Generalization to other models: Effectiveness on other multimodal contrastive models like DINO, BLIP-2, or SigLIP remains untested.
ID performance vs Model Stock: When the trade-off favors OOD, ID performance slightly yields; deployment requires consideration of the ID-OOD trade-off curve.

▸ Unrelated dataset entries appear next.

PR #702, opened 2020-07-07
Add option to sort pokemon list by base attack

### LINKED ISSUE #682: [Suggestion] Add an option to sort Pokemon by base attack
It would be nice if players could sort Pokemon by base attack rather than their boosted attack, for breeding purposes.

Aegyo:
There have been many requests for sorting by base attack, so people know which is the best pokemon to breed.

I didn't like having to add to a large switch statement to have a new sort option, and also have to add code in Settings.ts to register it, so I have refactored the sort options to have all the data in one place.

The Record type annotation on sortOptionConfigs is a nice feature, TypeScript will complain if we don't add an entry for all possible enum values

Fixes #682

### DIFF
--- a/src/scripts/settings/SortOptions.ts
+++ b/src/scripts/settings/SortOptions.ts
@@ -3,7 +3,8 @@ enum SortOptions {
     'name' = 1,
     'attack' = 2,
     'level' = 3,
-    'shiny' = 4
+    'shiny' = 4,
+    'baseAttack' = 5,
 }
 
 type SortOptionConfig = {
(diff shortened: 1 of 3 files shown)


src/scripts/settings/SortOptions.ts
```diff
@@ -3,5 +3,53 @@ enum SortOptions {
...
+    text: string;
+
+    // How to get the comparison value from a PartyPokemon
+    getValue: (p: PartyPokemon) => any;
+
+    // true if the default sort direction should be descending
+    invert?: boolean;
+}
+
+const SortOptionConfigs: Record<SortOptions, SortOptionConfig> = {
```
Ishadijcks, line 21: I did not know this was a thing

PR #717, opened 2020-08-01
Implement timed evolution

Ishadijcks:
As well as some cherry-picked commits from before.

Add a new Timed Evolution class which can be used like this:
```
new TimedStoneEvolution('Eevee', [new TimedStoneData(6, 18, 'Espeon')], 'Umbreon', GameConstants.StoneType.Time_stone)
```


RedSparr0w:
👍 Looks good to me,

But I think it could be simplified slightly as there are only 2 different time based evolutions (day/night) according to [bulbapedia](https://bulbapedia.bulbagarden.net/wiki/Category:Pok%C3%A9mon_that_evolve_based_on_time).

Maybe just use it like this:
```js
// new TimedStoneEvolution(base_pokemon, day_pokemon, night_pokemon),
new TimedStoneEvolution('Eevee', 'Espeon', 'Umbreon'),
```
It should also probably have `GameConstants.StoneType.Time_stone` as the default stone type so it can be optionally included,
As it's likely to be the only stone used for it, due to _(as far as I could see)_ all the timed evolutions either being from friendship or leveling up during the time of day.

src/scripts/pokemons/PokemonList.ts
```diff
@@ -14177,7 +14177,7 @@ pokemonList.forEach(p => {
 
     p.attack = Math.max(10, Math.floor(Math.sqrt(baseDefense * baseStamina) * baseOffense / 250));
     if (p.baby) {
-        p.evolutions?.forEach(evo => pokemonDevolutionMap[evo.evolvedPokemon] = evo.basePokemon);
+        p.evolutions?.forEach(evo => pokemonDevolutionMap[evo.getEvolvedPokemon()] = evo.basePokemon);
```
Aegyo, line 14180: This makes `pokemonDevolutionMap` vary depending on what time of day you loaded the game. It isn't going to cause a problem with Eevee, but it could with some hypothetical future pokemon.

src/scripts/party/evolutions/Evolution.ts
```diff
@@ -1,30 +1,30 @@
...
         }
 
         if (notification) {
-            Notifier.notify(`Your ${this.basePokemon} evolved into a ${this.evolvedPokemon}`, GameConstants.NotificationOption.success);
+            Notifier.notify(`Your ${this.basePokemon} evolved into a ${this.getEvolvedPokemon()}`, GameConstants.NotificationOption.success);
         }
 
         const shiny = PokemonFactory.generateShiny(GameConstants.SHINY_CHANCE_STONE);
-        App.game.party.gainPokemonById(PokemonHelper.getPokemonByName(this.evolvedPokemon).id, shiny, true);
+        App.game.party.gainPokemonById(PokemonHelper.getPokemonByName(this.getEvolvedPokemon()).id, shiny, true);
```
Aegyo, line 27: Super unlikely to happen, but it might be safer to only calculate `this.getEvolvedPokemon()` once, in case it changes between throwing the notification and gaining the pokemon.

Ishadijcks: Very good point, I've stored the result.

src/scripts/pokemons/PokemonList.ts
Ishadijcks: I've added a comment regarding this. I _think/hope_ this will ever become an issue

RedSparr0w: It will affect chingling and budew IIRC

PR #739, opened 2020-09-14
Add Pikachu starter

RedSparr0w:
Add Pikachu as a possible starter if the player doesn't select a starter 5 times (by clicking off the modal)


Aegyo (approved):
:+1:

vs CaRot (Oh et al. 2024): CaRot also uses SD but with an EMA teacher, which this work proves collapses; TRACER provides a direct upgrade by using WMA.
vs LP-FT / FLYP: While they address "initialization shift," TRACER addresses "training dynamics shift," making the approaches orthogonal and combinable.
vs WiSE-FT / Model Stock: These are post-hoc weight averaging methods that do not require re-training; TRACER is an in-loop regularization method that natively produces robust weights.
vs Mean Teacher (Tarvainen & Valpola 2017): TRACER acts as a "correction" for mean teacher behavior in finite-horizon settings.
vs L2-SP: L2-SP blends all dimensions, which this work proves is geometrically suboptimal compared to the structured decomposition in SD.
Insight: WMA serves as a general fix for potential collapse issues in self-distillation/EMA teacher frameworks; linearized analysis is a powerful tool for analyzing fine-tuning.

Rating¶

Novelty: ⭐⭐⭐⭐⭐ Theoretical contrastive target matrix + closed-form decomposition are new tools; WMA teacher + bias-free convergence proof are new contributions.
Experimental Thoroughness: ⭐⭐⭐⭐⭐ Theory-toy validation + multiple backbones + 5 OOD benchmarks + 14+ baselines + 4-way ablation.
Writing Quality: ⭐⭐⭐⭐⭐ Structured narrative from theory to main results; rigorous formulas and clear intuition; Figure 2's visualization aids understanding.
Value: ⭐⭐⭐⭐⭐ Immediately applicable to CLIP fine-tuning (+1.5 OOD) and adaptable to other SSL/distillation scenarios; open-source code reduces barriers.